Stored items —
----------

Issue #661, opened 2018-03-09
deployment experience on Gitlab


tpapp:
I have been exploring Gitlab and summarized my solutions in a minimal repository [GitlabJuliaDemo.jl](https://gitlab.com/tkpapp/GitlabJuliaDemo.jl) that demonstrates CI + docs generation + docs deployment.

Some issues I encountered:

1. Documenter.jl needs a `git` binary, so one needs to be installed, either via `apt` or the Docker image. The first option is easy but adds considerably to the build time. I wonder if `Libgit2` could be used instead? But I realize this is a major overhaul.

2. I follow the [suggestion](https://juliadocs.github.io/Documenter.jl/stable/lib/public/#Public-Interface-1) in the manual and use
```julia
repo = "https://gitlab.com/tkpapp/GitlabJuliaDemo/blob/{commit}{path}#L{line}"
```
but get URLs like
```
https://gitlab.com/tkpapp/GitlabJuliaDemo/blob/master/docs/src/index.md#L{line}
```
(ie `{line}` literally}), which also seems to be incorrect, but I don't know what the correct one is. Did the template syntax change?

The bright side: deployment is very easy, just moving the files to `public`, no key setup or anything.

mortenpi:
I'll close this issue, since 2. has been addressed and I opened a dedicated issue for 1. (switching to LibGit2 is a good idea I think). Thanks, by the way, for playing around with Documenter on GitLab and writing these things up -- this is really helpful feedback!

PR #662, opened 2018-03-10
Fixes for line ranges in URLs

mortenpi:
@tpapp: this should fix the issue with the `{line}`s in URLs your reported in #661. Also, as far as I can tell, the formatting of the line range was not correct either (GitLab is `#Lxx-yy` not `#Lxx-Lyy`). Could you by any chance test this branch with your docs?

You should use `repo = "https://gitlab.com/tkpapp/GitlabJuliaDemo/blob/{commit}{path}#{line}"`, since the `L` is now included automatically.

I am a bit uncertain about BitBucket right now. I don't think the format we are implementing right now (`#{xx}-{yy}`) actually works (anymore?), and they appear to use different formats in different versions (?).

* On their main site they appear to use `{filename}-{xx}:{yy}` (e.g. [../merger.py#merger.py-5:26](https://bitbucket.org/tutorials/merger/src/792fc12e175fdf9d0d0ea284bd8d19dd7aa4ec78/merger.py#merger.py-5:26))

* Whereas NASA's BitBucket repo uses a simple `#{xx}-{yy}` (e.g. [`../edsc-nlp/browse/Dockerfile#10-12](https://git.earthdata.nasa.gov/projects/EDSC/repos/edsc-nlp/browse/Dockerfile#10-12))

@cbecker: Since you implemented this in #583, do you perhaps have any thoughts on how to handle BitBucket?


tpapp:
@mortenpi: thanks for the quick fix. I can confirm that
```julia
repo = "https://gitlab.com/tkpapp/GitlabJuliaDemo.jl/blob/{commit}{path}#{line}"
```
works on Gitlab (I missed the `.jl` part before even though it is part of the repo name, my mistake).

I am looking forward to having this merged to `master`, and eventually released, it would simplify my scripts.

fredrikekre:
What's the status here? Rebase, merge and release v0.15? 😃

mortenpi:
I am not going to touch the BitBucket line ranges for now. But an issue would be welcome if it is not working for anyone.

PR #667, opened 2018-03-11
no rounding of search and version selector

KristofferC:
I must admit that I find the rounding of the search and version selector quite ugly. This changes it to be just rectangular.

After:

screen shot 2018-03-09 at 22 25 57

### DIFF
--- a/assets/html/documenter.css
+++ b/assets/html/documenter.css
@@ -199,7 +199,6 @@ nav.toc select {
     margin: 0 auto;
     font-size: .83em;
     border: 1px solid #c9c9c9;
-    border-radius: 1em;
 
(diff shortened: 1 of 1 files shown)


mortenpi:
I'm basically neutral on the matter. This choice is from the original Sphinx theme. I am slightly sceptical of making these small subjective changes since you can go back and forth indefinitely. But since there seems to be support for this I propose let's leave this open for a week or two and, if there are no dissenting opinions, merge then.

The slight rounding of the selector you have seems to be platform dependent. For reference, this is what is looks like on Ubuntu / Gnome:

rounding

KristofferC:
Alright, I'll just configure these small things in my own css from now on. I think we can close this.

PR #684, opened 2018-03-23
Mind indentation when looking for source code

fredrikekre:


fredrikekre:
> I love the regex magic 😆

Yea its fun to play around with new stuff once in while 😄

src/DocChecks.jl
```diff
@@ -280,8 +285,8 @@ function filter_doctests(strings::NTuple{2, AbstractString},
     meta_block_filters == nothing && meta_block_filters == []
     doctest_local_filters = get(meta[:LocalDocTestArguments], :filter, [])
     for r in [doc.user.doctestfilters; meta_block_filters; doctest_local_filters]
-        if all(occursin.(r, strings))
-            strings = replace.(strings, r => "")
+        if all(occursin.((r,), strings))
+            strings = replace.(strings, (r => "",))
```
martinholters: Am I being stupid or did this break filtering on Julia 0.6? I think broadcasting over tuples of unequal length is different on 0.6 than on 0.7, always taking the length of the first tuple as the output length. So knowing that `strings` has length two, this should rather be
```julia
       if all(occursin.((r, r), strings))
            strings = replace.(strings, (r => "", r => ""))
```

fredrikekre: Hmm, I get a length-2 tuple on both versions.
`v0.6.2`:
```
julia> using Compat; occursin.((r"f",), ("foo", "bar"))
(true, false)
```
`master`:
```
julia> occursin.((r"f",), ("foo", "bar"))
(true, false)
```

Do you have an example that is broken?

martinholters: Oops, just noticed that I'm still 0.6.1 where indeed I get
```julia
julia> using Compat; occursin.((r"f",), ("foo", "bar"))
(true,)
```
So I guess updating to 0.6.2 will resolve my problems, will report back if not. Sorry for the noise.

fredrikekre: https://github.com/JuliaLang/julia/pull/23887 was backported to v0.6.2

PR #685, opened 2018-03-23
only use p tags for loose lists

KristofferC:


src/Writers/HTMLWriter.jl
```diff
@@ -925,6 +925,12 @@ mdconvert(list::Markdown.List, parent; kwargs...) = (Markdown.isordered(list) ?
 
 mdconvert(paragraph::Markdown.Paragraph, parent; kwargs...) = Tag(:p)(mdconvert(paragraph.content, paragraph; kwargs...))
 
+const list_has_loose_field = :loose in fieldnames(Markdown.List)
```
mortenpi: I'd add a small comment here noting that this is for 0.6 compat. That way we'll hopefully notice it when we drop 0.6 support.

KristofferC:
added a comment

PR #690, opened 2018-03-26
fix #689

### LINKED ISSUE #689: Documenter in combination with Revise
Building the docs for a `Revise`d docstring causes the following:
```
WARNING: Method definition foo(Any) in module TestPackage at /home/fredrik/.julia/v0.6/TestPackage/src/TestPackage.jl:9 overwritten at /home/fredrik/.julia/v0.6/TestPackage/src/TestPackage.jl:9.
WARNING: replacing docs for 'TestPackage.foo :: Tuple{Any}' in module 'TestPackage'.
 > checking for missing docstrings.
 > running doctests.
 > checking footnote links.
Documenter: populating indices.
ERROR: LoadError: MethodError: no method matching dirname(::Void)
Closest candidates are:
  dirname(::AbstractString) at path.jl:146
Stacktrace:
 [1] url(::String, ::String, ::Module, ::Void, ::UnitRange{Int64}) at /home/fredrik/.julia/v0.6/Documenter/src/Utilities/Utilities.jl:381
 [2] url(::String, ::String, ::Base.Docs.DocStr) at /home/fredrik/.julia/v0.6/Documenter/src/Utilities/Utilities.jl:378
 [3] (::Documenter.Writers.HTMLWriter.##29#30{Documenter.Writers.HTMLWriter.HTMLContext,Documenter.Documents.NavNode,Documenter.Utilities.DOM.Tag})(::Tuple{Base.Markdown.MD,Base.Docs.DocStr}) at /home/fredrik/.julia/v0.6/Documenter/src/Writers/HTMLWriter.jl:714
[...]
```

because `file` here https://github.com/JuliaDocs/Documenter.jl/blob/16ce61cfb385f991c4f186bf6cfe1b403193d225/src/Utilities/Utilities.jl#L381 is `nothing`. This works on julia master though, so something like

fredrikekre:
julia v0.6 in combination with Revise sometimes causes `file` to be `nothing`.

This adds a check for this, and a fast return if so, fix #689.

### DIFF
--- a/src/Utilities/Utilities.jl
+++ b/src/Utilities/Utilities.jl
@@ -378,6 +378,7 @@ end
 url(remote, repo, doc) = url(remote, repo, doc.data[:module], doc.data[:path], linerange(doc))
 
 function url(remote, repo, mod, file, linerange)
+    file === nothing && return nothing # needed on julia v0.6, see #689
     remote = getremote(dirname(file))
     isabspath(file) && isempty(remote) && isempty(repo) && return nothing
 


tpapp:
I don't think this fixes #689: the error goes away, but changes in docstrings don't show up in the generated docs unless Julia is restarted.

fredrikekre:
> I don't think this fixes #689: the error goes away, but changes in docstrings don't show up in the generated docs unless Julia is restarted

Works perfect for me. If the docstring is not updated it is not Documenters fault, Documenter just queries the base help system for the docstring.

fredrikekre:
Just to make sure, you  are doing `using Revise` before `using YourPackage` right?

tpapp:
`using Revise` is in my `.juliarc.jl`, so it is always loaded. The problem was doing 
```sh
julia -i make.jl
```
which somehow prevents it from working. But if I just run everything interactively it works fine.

----------

What is required — Beginning at the line with "with your docs?" and ending at the line with "On their main", reproduce each line of the data above exactly, and add no other lines.

Reply —
@tpapp: this should fix the issue with the `{line}`s in URLs your reported in #661. Also, as far as I can tell, the formatting of the line range was not correct either (GitLab is `#Lxx-yy` not `#Lxx-Lyy`). Could you by any chance test this branch with your docs?

You should use `repo = "https://gitlab.com/tkpapp/GitlabJuliaDemo/blob/{commit}{path}#{line}"`, since the `L` is now included automatically.

I am a bit uncertain about BitBucket right now. I don't think the format we are implementing right now (`#{xx}-{yy}`) actually works (anymore?), and they appear to use different formats in different versions (?).

* On their main site they appear to use `{filename}-{xx}:{yy}` (e.g. [../merger.py#merger.py-5:26](https://bitbucket.org/tutorials/merger/src/792fc12e175fdf9d0d0ea284bd8d19dd7aa4ec78/merger.py#merger.py-5:26))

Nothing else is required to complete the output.